Now they want to produce here on our beautiful and inoffensive planet Earth a ‘black hole’, or at least a ‘strangelet’, which is a tiny body of material deemed so dense that it will drag into its tiny self all the matter around it – which happens to be us and our entire planet.
To do this, at the expense of what they have bled from us over the centuries and will continue to do for any possible foreseeable future we may have, over the past couple of decades they have had us dig a twenty-mile-long circular tunnel deep underground between France and Switzerland of their ‘You’re-a-peon’ construct, and install therein a twenty-mile tube and an Aladdin’s cave of technical wizardry to accelerate particles to the speed of light and fire them head-on into each other to see what happens and see what may be produced.
To enable that the satisfaction of their crazed presumption be carried through to the ultimate letter of their whim, they have even suppressed the well-assumed and -documented risk that every last morsel of the entire magical planet and all its abundant possibilities of life will be progressively snatched into a little ball of compressed matter screwed too tiny and solid to sustain anything other than a slight and fading glow as it cools from the results of such lunacy. They have hidden the documentation showing that ‘strangelets’ are 70% sure to be produced, and have had calming assurances issued that the chance of such a reality is mathematically trillions of times less possible – Yes, possible, but as vanishingly slight as we and our world will become should such a thing occur that is in fact 70% predicted.

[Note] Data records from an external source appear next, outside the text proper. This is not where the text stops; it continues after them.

PR #842, opened 2023-02-17
fix: Handle floating point greater than 32 bit properly

himank:
## Describe your changes
1. This is fixing the floating point handling when the value can’t fit in 32-bit. The underlying indexing store is parsing the floating values in float(32bit) which means there are two problems:
  - The smallest floating point normal number needed to be less than ~ 1.1755e-38
  - The number has to be in the range -3.4e38/3.4e38

Outside of this range, an error is returned that was getting swallowed, resulting in empty documents returned for that query. I am fixing that and also handling queries for 64-bit floating-point numbers. 

2. This diff is also allowing collection names to start with `_`

### DIFF
--- a/query/filter/selector.go
+++ b/query/filter/selector.go
@@ -17,6 +17,7 @@ package filter
 import (
 	"encoding/json"
 	"fmt"
+	"math"
 
 	"github.com/buger/jsonparser"
 	"github.com/tigrisdata/tigris/lib/date"
@@ -144,7 +145,21 @@ func (s *Selector) ToSearchFilter() []string {
 }
 
 func (s *Selector) IsIndexed() bool {
-	return !(s.Field.DataType == schema.ByteType || s.Matcher.GetValue().AsInterface() == nil)
+	switch {
+	case s.Field.DataType == schema.DoubleType:
+		v, ok := s.Matcher.GetValue().(*value.DoubleValue)
+		if !ok {
+			return false
+		}
+
+		if v.Double < value.SmallestNonZeroNormalFloat32 && v.Double > -value.SmallestNonZeroNormalFloat32 {
+			return false
+		}
+
+		return v.Double < math.MaxFloat32 && v.Double > -math.MaxFloat32
+	default:
+		return !(s.Field.DataType == schema.ByteType || s.Matcher.GetValue().AsInterface() == nil)
+	}
 }
 
 // String a helpful method for logging.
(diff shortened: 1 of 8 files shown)


store/search/ts.go
```diff
@@ -281,6 +281,24 @@ func (s *storeImpl) Search(_ context.Context, table string, query *qsearch.Query
...
+				Message string `json:"error"`
+			}
+
+			type errorsResult struct {
+				Res []errResult `json:"results"`
+			}
+
+			var errorsRes errorsResult
+			err = jsoniter.Unmarshal(res.Body, &errorsRes)
+			if err = jsoniter.Unmarshal(res.Body, &errorsRes); err == nil && len(errorsRes.Res) > 0 {
```
efirs, line 297: Is this duplication intentional?

query/filter/selector.go
```diff
@@ -144,7 +145,17 @@ func (s *Selector) ToSearchFilter() []string {
 }
 
 func (s *Selector) IsIndexed() bool {
-	return !(s.Field.DataType == schema.ByteType || s.Matcher.GetValue().AsInterface() == nil)
+	switch {
+	case s.Field.DataType == schema.DoubleType:
+		v := s.Matcher.GetValue().(*value.DoubleValue).Double
```
efirs, line 150: It's better to protect type assertion.

himank: the case is first checking if it is double, the building of value guarantees this as value is built from field type.

store/search/ts.go
himank: ah, good catch.

query/filter/selector.go
efirs: Linters would still complain.

himank: hmm

efirs (approved):

schema/fields_test.go
```diff
@@ -62,6 +62,10 @@ func TestFieldBuilder_Build(t *testing.T) {
 				builder:  &FieldBuilder{FieldName: "test", Type: "integer", Primary: &boolTrue},
 				expError: nil,
 			},
+			{
+				builder:  &FieldBuilder{FieldName: "_test", Type: "integer"},
```
efirs, line 66: Is this tests new behavior?

himank: no, it is just to test existing behavior. We already allow field name with `_`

So here is a question for you fools who promoted it and are in charge: How do you propose to disassemble a ‘strangelet’ or black hole once your stupid interference has conjoured it into existence? You should know that you cannot contain it. It will sink through any material or obstruction you can devise, sink to the centre of the earth and there grow exponentially. It will then feed on the planet, and – in case you think you are somehow apart – on you, until our planet and we are a solid ball just a few miles in diameter, incapable any longer of anything other than spinning in space.
But then, we can take comfort in the fact that the world does not obey mathematicians or even such presumptuous lunatics that order them for cash? And even correct maths can only describe what the real world prescribes? – True, but then again, to look at their tiddly little hydrogen bombs, you wouldn’t think they would be up to much either, would you?
So can they indeed do this? I’m very very sorry to tell you, but I rather think they can. And, unless anyone retains any gumption and sense of urgency, whether they will only remains to be seen.
Hmmmmm.
Surely now it will be more productive, indeed is imperative that, with the same scrupulous attention to detail, those present at the scene with any remaining vestige of sanity take those responsible for this perversion of sense and sanity – and those they have put in charge of it – and feed them into the collider tubes and fire them at the speed of light head first into each other. True, it is unlikely to drive any sense into them, but at least it will allow the rest of us a little breathing-space in which to restore once more the orderly natural process of our evolution and worthiness to survive on this superb planet to which in better times we were born.
So when is this essay in purblind arrogance intended to take place, and how long have they in which to rescue us all from this perilous madness? – But I told you! Weren’t you listening? – 11.11.11.11.11.10 – Yes, I expect they would have liked to have waited until next year, too, but time is money! Then again, should there be any hitch in their present endeavours to bring misery and disaster to the rest, just imagine the comforting assurance and guarantee of success they will have of 11.11.11.11.11.11 – GMT
No no no no no. Let’s not wait. To the tubes or block with them all! Now!